Exercise details:
If a line below contains the string "group", return that line.

Information provided:
▽
PR #394, opened 2020-07-29
Groupoid quotients and the first Eilenberg–Mac Lane space (group delooping)

UlrikBuchholtz:
This PR introduces groupoid quotients, but most of the results are about the special case of group deloopings. (I looked at the category theory and it's not quite ready for Rezk/groupoid completions yet.)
△
Output:
Groupoid quotients and the first Eilenberg–Mac Lane space (group delooping)
This PR introduces groupoid quotients, but most of the results are about the special case of group deloopings. (I looked at the category theory and it's not quite ready for Rezk/groupoid completions yet.)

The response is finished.